* [About this exercise] Look through the entries below, please, and copy every line with the word "like".

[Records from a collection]
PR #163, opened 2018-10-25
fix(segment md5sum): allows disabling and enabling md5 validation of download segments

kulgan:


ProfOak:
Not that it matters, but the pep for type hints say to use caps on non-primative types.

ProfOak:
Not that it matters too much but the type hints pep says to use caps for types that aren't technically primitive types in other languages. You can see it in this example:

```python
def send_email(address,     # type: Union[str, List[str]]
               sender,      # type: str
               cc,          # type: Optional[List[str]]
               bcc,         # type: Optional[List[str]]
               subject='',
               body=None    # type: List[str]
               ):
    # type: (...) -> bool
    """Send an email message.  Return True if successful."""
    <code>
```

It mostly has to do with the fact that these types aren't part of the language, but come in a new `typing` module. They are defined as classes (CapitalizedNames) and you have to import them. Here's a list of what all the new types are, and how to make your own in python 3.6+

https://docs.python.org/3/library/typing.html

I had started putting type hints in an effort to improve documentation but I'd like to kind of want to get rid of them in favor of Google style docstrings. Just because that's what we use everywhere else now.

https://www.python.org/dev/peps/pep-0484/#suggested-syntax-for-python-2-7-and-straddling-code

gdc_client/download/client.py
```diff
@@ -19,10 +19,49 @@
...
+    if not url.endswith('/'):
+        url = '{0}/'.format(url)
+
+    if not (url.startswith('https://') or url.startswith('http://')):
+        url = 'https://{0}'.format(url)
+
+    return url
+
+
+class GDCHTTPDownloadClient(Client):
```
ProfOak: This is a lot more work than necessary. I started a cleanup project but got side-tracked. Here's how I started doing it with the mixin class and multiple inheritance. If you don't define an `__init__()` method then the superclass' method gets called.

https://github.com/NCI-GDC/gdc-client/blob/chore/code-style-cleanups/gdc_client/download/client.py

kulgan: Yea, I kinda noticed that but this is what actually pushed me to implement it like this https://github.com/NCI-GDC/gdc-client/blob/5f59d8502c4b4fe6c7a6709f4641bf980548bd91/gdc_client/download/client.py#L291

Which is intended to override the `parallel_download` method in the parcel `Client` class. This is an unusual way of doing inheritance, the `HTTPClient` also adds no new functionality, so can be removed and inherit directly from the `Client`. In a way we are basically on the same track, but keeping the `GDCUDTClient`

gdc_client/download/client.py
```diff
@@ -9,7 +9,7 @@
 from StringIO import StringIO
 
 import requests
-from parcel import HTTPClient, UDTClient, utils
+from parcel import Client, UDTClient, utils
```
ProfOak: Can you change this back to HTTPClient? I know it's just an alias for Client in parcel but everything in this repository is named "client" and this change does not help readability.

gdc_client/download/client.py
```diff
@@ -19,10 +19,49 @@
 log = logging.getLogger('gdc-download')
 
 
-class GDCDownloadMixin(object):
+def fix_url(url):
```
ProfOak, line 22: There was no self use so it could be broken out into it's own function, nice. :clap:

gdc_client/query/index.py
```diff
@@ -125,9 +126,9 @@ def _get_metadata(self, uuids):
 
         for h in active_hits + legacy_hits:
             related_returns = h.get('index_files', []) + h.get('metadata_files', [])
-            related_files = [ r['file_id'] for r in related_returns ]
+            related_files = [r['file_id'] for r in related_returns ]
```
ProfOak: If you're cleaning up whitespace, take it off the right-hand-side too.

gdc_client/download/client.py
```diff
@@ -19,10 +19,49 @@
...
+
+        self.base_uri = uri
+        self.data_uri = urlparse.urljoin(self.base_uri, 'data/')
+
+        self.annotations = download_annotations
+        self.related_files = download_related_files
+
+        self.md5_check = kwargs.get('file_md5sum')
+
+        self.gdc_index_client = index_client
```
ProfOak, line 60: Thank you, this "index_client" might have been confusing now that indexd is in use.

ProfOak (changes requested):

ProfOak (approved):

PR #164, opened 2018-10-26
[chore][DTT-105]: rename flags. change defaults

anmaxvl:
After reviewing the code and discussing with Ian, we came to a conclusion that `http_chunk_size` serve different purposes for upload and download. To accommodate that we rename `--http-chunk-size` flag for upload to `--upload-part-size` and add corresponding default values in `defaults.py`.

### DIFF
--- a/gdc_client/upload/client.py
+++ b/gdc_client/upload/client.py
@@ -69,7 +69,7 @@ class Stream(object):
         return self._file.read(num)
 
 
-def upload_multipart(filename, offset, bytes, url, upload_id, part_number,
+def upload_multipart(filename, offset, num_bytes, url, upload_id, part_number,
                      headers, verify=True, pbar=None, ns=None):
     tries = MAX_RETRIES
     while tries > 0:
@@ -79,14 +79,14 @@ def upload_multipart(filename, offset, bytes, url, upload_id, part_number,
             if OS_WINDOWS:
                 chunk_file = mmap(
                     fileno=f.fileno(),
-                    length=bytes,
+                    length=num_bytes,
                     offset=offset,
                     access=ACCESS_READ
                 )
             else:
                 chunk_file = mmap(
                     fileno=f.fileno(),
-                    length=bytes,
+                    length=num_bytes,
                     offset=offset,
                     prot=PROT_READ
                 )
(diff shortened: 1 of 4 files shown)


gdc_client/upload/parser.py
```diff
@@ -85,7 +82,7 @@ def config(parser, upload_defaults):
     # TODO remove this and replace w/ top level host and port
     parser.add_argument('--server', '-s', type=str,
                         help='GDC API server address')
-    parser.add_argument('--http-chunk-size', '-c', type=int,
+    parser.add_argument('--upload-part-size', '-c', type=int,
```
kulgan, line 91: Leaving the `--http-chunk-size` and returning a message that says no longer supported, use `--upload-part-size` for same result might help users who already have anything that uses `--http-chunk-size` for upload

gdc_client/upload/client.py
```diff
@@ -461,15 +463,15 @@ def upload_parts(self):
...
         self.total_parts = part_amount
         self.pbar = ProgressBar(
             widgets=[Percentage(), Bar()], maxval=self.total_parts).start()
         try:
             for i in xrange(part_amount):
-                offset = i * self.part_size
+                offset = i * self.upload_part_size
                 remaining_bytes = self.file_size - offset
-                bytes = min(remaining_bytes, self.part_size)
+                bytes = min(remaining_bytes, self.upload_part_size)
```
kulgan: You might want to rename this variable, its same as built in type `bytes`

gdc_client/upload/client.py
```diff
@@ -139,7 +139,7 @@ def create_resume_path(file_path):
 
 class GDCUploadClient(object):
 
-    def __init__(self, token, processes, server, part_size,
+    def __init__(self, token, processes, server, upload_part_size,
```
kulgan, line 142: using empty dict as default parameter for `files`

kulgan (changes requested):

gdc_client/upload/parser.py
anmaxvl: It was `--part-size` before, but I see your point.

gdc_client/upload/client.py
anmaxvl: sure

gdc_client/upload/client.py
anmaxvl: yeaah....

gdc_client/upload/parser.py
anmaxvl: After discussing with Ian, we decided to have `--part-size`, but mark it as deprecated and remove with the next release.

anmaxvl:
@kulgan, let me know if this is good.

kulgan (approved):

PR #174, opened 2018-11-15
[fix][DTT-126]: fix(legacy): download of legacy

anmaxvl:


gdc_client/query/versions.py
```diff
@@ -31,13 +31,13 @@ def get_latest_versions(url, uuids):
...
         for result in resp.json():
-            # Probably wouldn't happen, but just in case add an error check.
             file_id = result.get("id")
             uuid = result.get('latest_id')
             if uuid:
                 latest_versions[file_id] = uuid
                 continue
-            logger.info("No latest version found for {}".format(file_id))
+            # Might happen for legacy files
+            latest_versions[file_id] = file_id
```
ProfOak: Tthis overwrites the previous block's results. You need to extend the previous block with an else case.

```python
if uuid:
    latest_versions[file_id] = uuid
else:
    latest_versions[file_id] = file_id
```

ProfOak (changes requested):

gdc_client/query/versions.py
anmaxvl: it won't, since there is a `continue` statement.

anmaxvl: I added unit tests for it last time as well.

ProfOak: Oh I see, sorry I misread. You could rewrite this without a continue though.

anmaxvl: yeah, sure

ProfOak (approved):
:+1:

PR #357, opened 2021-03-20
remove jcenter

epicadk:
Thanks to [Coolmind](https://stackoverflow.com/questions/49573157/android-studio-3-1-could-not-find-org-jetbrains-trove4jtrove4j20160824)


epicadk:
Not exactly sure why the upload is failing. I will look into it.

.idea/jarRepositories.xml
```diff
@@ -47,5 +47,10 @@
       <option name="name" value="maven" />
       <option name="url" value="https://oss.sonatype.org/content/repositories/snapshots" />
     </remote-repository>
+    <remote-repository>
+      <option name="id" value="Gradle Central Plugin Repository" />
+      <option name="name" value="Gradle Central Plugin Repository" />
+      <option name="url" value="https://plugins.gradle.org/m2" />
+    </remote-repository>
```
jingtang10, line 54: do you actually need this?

* [Written response]
I had started putting type hints in an effort to improve documentation but I'd like to kind of want to get rid of them in favor of Google style docstrings. Just because that's what we use everywhere else now.
kulgan: Yea, I kinda noticed that but this is what actually pushed me to implement it like this https://github.com/NCI-GDC/gdc-client/blob/5f59d8502c4b4fe6c7a6709f4641bf980548bd91/gdc_client/download/client.py#L291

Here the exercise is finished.